§ Task to complete
Return each line of the listing that contains the string "workflows".

§ Given entries
☆ ☆ ☆ ☆ ☆ ☆ ☆
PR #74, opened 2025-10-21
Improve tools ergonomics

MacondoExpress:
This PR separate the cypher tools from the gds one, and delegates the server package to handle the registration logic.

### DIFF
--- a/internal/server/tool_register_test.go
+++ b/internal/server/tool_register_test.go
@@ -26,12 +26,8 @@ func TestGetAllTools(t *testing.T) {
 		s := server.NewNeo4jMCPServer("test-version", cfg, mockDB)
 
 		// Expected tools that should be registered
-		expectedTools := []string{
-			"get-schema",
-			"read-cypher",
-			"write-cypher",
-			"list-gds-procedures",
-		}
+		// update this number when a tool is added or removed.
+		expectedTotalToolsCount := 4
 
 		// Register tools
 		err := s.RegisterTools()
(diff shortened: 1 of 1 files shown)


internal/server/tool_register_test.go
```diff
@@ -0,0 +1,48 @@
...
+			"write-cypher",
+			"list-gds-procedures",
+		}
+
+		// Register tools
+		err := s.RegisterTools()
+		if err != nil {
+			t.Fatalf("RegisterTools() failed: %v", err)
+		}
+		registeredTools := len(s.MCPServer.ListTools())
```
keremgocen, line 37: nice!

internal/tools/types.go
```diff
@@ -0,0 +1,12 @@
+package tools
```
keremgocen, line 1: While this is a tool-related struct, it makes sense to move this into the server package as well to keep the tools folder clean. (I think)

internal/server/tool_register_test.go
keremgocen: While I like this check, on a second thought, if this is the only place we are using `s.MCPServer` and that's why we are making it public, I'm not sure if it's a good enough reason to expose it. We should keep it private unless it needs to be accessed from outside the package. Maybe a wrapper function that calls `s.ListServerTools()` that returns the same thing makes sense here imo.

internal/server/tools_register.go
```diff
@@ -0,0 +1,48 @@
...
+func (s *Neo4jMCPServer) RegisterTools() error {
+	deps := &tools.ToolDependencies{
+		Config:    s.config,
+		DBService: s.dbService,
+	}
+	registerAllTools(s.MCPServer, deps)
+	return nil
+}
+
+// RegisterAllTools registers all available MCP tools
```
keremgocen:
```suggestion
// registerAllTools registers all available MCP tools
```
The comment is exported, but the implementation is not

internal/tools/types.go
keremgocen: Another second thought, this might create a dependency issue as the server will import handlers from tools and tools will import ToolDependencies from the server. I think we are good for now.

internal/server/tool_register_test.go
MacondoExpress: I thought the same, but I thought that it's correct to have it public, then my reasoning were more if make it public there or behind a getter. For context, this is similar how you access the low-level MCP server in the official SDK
☆ ☆ ☆ ☆ ☆ ☆ ☆
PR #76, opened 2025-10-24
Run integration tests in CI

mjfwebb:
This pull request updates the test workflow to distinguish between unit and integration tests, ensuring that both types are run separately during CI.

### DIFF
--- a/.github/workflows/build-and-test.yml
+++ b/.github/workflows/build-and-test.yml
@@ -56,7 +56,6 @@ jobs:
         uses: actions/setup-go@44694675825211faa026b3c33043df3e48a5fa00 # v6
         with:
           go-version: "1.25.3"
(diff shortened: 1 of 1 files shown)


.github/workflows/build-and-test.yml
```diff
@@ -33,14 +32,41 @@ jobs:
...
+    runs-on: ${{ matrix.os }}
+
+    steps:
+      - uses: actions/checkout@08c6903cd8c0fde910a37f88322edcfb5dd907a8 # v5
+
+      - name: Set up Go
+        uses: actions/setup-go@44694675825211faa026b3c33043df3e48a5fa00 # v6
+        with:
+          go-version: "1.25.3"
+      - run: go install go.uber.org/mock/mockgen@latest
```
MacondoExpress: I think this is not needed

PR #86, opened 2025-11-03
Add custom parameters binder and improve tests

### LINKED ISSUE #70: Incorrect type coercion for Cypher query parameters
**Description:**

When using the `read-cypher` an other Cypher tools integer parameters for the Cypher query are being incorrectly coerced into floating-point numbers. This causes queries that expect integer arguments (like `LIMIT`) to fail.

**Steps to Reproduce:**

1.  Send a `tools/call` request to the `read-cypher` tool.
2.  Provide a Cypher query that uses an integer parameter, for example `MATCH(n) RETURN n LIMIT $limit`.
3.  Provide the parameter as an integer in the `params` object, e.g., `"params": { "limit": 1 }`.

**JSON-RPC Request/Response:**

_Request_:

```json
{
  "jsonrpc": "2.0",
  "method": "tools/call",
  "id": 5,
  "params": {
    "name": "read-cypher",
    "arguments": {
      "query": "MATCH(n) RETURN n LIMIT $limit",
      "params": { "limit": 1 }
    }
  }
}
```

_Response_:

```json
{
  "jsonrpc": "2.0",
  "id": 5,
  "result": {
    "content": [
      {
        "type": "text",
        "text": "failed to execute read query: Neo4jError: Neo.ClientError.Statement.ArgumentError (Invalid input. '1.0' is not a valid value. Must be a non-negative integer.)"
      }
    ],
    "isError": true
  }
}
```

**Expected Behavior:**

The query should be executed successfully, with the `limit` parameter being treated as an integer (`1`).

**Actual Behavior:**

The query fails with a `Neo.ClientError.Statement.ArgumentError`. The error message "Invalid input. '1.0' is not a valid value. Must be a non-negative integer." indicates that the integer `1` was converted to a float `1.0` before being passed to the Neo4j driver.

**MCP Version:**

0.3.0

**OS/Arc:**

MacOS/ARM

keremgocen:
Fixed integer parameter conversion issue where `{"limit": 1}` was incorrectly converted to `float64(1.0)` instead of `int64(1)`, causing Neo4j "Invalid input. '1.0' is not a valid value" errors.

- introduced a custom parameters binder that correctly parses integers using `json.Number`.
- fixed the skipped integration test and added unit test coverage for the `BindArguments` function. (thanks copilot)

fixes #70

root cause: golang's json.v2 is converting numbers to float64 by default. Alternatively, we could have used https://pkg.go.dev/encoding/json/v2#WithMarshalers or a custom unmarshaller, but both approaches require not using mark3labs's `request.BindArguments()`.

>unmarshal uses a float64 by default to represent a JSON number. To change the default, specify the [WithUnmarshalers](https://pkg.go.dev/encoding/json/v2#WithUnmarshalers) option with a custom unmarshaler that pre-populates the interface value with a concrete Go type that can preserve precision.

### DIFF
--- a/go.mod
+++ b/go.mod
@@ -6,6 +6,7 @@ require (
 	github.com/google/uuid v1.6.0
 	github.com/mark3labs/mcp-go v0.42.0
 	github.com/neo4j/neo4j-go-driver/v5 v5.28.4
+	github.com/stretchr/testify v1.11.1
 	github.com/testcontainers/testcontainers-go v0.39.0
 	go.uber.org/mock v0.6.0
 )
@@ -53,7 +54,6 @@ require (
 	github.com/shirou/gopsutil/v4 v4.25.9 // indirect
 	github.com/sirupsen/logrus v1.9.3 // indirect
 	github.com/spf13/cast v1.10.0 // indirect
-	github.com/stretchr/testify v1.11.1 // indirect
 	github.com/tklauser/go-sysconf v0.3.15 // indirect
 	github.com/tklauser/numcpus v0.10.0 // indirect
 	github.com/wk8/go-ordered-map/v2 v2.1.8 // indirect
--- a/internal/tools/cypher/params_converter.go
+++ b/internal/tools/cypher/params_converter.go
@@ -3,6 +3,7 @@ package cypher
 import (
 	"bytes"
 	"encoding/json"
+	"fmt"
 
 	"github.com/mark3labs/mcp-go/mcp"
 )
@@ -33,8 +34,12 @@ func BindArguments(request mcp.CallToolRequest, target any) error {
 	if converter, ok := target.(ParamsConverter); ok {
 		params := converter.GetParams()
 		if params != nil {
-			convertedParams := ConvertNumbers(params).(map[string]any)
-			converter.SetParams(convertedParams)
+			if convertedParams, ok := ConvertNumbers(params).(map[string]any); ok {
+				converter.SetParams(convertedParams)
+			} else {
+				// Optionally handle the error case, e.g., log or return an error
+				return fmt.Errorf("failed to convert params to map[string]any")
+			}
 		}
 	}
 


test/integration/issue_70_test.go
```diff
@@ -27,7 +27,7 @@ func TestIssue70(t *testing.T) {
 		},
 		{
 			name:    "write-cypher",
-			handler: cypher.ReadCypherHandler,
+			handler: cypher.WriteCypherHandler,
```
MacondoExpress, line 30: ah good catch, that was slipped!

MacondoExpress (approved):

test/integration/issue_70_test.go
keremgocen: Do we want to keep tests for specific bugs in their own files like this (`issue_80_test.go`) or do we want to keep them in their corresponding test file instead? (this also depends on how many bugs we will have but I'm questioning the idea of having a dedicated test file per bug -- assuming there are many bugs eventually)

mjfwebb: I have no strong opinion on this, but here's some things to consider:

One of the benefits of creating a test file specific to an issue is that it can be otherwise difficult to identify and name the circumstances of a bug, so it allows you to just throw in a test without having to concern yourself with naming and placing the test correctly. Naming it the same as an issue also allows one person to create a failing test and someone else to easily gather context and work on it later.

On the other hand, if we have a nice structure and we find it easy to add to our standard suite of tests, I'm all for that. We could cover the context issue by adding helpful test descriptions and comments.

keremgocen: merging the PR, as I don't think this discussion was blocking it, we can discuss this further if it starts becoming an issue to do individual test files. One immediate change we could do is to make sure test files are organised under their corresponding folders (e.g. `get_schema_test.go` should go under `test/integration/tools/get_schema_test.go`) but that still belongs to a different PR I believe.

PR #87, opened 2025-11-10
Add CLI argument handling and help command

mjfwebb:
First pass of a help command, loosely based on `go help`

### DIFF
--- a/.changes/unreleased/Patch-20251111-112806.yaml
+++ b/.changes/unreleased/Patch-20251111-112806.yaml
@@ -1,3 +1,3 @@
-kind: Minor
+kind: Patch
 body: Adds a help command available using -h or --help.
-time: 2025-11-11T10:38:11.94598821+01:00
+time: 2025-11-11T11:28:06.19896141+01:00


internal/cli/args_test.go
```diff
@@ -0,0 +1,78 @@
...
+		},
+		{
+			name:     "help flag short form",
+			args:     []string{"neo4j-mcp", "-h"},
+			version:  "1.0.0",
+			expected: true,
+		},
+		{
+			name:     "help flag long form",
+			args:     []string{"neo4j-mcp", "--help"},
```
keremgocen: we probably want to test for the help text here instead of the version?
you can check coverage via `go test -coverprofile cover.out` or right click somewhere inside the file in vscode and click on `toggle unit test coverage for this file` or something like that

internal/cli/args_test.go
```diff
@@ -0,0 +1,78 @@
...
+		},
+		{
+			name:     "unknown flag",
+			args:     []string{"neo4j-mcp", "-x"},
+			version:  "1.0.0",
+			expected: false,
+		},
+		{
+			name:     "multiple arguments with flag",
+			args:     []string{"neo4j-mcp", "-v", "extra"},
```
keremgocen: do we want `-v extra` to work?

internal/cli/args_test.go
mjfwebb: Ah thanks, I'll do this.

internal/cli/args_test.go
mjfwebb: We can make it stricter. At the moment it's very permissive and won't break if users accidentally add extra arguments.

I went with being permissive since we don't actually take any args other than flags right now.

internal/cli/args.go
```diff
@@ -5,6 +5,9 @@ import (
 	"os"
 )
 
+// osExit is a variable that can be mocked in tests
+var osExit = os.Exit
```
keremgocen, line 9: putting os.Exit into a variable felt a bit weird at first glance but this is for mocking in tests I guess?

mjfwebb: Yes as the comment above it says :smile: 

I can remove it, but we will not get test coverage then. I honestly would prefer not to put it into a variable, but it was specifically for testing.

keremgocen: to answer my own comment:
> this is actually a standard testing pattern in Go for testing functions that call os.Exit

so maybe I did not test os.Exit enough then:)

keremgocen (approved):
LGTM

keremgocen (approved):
☆ ☆ ☆ ☆ ☆ ☆ ☆
§ Solved exercise
--- a/.github/workflows/build-and-test.yml
+++ b/.github/workflows/build-and-test.yml
.github/workflows/build-and-test.yml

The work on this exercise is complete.